2015年7月に、『火花』で第153回芥川賞を受賞し、小説家としての顔も有名となったピースの又吉直樹氏。受賞後は様々なメディアでインタビューに応え、『火花』に出てくる喫茶店のモデルが吉祥寺の武蔵野珈琲店であったことや、小説執筆の場所として武蔵野珈琲店の窓際一番奥の席をよく使っていたと答えていました。
『火花』の聖地となった?武蔵野珈琲店
以来、武蔵野珈琲店は又吉ファンの聖地となったのか、吉祥寺を特集する雑誌などでほぼ確実に紹介される注目喫茶店となりました。

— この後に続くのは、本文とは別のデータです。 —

PR #3763, opened 2021-07-02
add flux-job(1) manual page, plus minor fixes

garlick:
This was peeled off of pr #3741.

### DIFF
--- a/doc/man1/flux-job.rst
+++ b/doc/man1/flux-job.rst
@@ -1,0 +1,97 @@
+.. flux-help-include: true
+
+===========
+flux-job(1)
+===========
+
+
+SYNOPSIS
+========
+
+**flux** **job** **cancel** *id* [*message...*]
+
+**flux** **job** **cancelall** [*OPTIONS*] [*message...*]
+
+**flux** **job** **kill** [*--signal=SIG*] *id*
+
+**flux** **job** **killall** [*OPTIONS*]
+
+**flux** **job** **raise** [*OPTIONS*] *id* [*message...*]
+
+**flux** **job** **raiseall** [*OPTIONS*] *type* [*message...*]
+
+DESCRIPTION
+===========
+
+flux-job(1) performs various job related housekeeping functions.
+
+CANCEL
+======
+
+A single job may be canceled with ``flux job cancel``.
+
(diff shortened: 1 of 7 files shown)


doc/man3/index.rst
```diff
@@ -67,6 +67,7 @@ man3
    flux_shell_task_subprocess
```
chu11, line 67: commit message typo "add it t othe index"

doc/man1/flux-job.rst
```diff
@@ -0,0 +1,97 @@
...
+
+**-s, --severity=N**
+   Set exception severity.  The severity may range from 0=fatal to
+   7=least severe (default: 0).
+
+**-t, --type=TYPE**
+   Set exception type (default: cancel).
+
+Exceptions may be raised in bulk with ``flux job raiseall``, which requires a
+type (positional argument) and accepts the following options:
```
chu11, line 78: not for this issue, but the fact `raiseall` takes a positional `type` but `raise` takes it as an option seems sort of weird. perhaps an issue to be fixed?

chu11 (approved):
LGTM, one typo below and a comment.  One additional comment is that the subcommands you list in the manpage are probably for users, not system administrators?  The latter might be interested in a few other sub-commands like `urgency` .  Perhaps a `flux-job(8)` manpage as well?  Just an idea, perhaps just need an issue to remind us to do this.

doc/man1/flux-job.rst
garlick: I actually did change that, but while working on tests realized that the default severity is 7, so `cancel` would not be a reasonable default type.  What would be a reasonable default to go with 7?  We don't define any standard, non-fatal exception types.  If type is required, then the tiny @grondo in my brain says it should not be an option but a required positional argument.  We could change the default severity to 0 and go with a default type of `cancel`, but that's what `cancelall` is for.  So meh, I reverted the change and went with the status quo.

garlick:
I'll go ahead and set mwp.  Hope that's OK.

doc/man1/flux-job.rst
chu11: ahh ok, makes sense.  just seemed weird at a glance.

garlick: Yeah, to me too.

PR #3765, opened 2021-07-07
libflux: add time stamp to message trace

garlick:
Problem: message traces obtained by setting `FLUX_HANDLE_TRACE=1` do not contain timestamps, thus are not as helpful as they could be for performance investigations.

This adds timestamps that look like this (they are in seconds):
```
$ FLUX_HANDLE_TRACE=1 flux getattr size
> 0.00000
> attr.get
> {"name":"size"}
< 0.00024
< attr.get
< flags=topic,payload,route userid=5588 rolemask=owner errnum=0 matchtag=1
< {"value":"1","flags":1}
1
```
So this RPC took 240 microseconds.

### DIFF
--- a/src/common/libflux/message.c
+++ b/src/common/libflux/message.c
@@ -1582,7 +1582,7 @@ static void nodeid2str (uint32_t nodeid, char *buf, int buflen)
     assert (n < buflen);
 }
 
-void flux_msg_fprint (FILE *f, const flux_msg_t *msg)
+void flux_msg_fprint_ts (FILE *f, const flux_msg_t *msg, double timestamp)
 {
     int hops;
     const char *prefix;
@@ -1597,6 +1597,10 @@ void flux_msg_fprint (FILE *f, const flux_msg_t *msg)
         return;
     }
     prefix = msgtype_shortstr (msg->type);
+    /* Timestamp
+     */
+    if (timestamp >= 0.)
+        fprintf (f, "%s %.5f\n", prefix, timestamp);
     /* Topic (keepalive has none)
      */
     if (msg->topic)
@@ -1676,6 +1680,11 @@ void flux_msg_fprint (FILE *f, const flux_msg_t *msg)
         else
             fprintf (f, "malformed payload\n");
     }
+}
+
+void flux_msg_fprint (FILE *f, const flux_msg_t *msg)
+{
+    flux_msg_fprint_ts (f, msg, -1);
 }
 
 static zmsg_t *msg_to_zmsg (const flux_msg_t *msg)
--- a/src/common/libflux/handle.c
+++ b/src/common/libflux/handle.c
@@ -30,6 +30,7 @@
 #include "src/common/libutil/dirwalk.h"
 #include "src/common/libutil/aux.h"
 #include "src/common/libutil/errno_safe.h"
+#include "src/common/libutil/monotime.h"
 
 #include "handle.h"
 #include "reactor.h"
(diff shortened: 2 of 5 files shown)


chu11 (commented):
my only thought, is there going to be a circumstance that we'd want to "reset" the trace start?  B/c normally we can set/unset FLUX_HANDLE_TRACE.

Since `flux_msg_fprint()` doesn't have any public users, it's not a big deal to change the API here.  But could consider adding on top of/after #3764?

src/common/libflux/message.c
```diff
@@ -1597,6 +1597,9 @@ void flux_msg_fprint (FILE *f, const flux_msg_t *msg)
         return;
     }
     prefix = msgtype_shortstr (msg->type);
+    /* Timestamp
+     */
+    fprintf (f, "%s %.5f\n", prefix, timestamp);
```
grondo, line 1602: What about keeping the existing `flux_msg_fprint()` (since it is in the public API, and there isn't much use case for the timestamp when using the function publicly, at least that I can think of), and adding a private `flux_msg_fprint_ts()` which takes a timestamp, but doesn't print it if `timestamp < 0.`. Then `flux_msg_fprint()` could just be:
```c
void flux_msg_fprint (FILE *f, const flux_msg_t *msg)
{
    flux_msg_fprint_ts (f, msg, -1.);
}
```

`handle_trace()` could be the sole user of `flux_msg_fprint_ts()`?

grondo (approved):
A great improvement! I had one suggestion for keeping changes out of the libflux API if you are amenable.

Feel free to ignore if you think the timestamp will be useful in the public `flux_msg_fprint()`

garlick:
NP adding after #3764 @chu11.  I can rebase this after that goes in.

src/common/libflux/message.c
garlick: There don't seem to be any other users, but I'd be fine with this proposed change.

grondo:
> Since flux_msg_fprint() doesn't have any public users, it's not a big deal to change the API here.

`flux_msg_fprint()` is in the public API, so we can't know if there are any public users. I've used it in external test programs and such before. Frankly, I'd find it a pain to have to provide a timestamp when using it in testing circumstances.

src/common/libflux/message.c
grondo: How can you know there are no other users?

garlick: I withdraw my prior statement. :-)

garlick:
Re-pushed with @grondo's suggested API change.   Amended a sharness test to enables handle tracing for one RPC, since coverage seems very low (maybe that'll help).

chu11:
> flux_msg_fprint() is in the public API, so we can't know if there are any public users. I've used it in external test programs and such before. Frankly, I'd find it a pain to have to provide a timestamp when using it in testing circumstances.

My comment was in the context of a #3754 / #3764.  Perhaps we should not consider dropping `flux_msg_fprint()` publicly then.

garlick:
oops somehow I lost track of that, despite the title of the PR!   Yeah, let's keep it public, since clearly there's at least one user we want to stay on the good side of :-)

grondo:
> My comment was in the context of a #3754 / #3764. Perhaps we should consider not dropping flux_msg_fprint() publicly then.

Ah, sorry @chu11. I find it is useful for debugging to be able to dump a message, so I'd argue for keeping that particular function in the API.. however, I could probably be talked out of it if you guys have differing opinions.

chu11:
> ￼Edit: Yeah, I apologize I had lost track of that too. TBH, removing unnecessary functions from the public API is probably a good thing, and my use cases have always been internal to flux-core, so I'm on the fence if you guys feel strongly.

No strong feelings.  @garlick simply felt it was a good "starting point" to some of the bigger refactoring, and I didn't see any other users so figured, "why not" :-)

I'll close those issues / PRs.

garlick:
@chu11 did you want me to hold off merging this until you do other work in message.c or should we get this in?  (Again sorry for my confusion!)

chu11:
> did you want me to hold off merging this until you do other work in message.c or should we get this in? (Again sorry for my confusion!)

go ahead and push it in, it's no biggie :-)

けれどもそもそも小説執筆の場所として武蔵野珈琲店が選ばれたのは、客層が静かで、喧噪から離れた聖域のような喫茶店であったからではないのか、それが注目喫茶店となってしまったことで、又吉氏が見出したような価値はすでに失われてしまったのでは…?
そのような疑問を抱いたため、小説が芥川賞に選ばれてからしばらくは行ってみたいという気持ちと、行っても何も得られないのではないだろうかという気持ちの間で葛藤がありました。
そんなわけで、武蔵野珈琲店に足を運んだのは受賞の熱狂も一段落ついたであろう頃合。平日の夕方に書き物仕事を抱えて行きました。
七井橋通り脇の建物2階に
武蔵野珈琲店があるのは、吉祥寺駅から井の頭公園に向かうおそらく一番有名な通りである、七井橋通り。丸井の右側の入口から始まって、金の猿といせや公園店の向かい合わせを越えて公園に入る道です(かつては、アイスクリームのドナテロウズなどもあったりしましたが)。
七井橋通りには多国籍な雑貨店や多国籍な料理店が並んで、さらに最近は行き交う人々の会話も多国籍です。平日に行こうがお構いなしに賑わっているのは、やはり海外から長期休暇を取って観光にやってこられる方が多いからだと思います。
雑貨屋の入居したビルの真ん中にある階段を上っていきますと、看板表示が。武蔵野珈琲店、すぐそこです。
扉を開けると、立派な存在感のあるカウンターと、想像していたより広めの店内。オフピークだったので満席率は5割くらいだったでしょうか。机のある席を希望すると伝えると、カウンター正面の2人用テーブルに案内されました。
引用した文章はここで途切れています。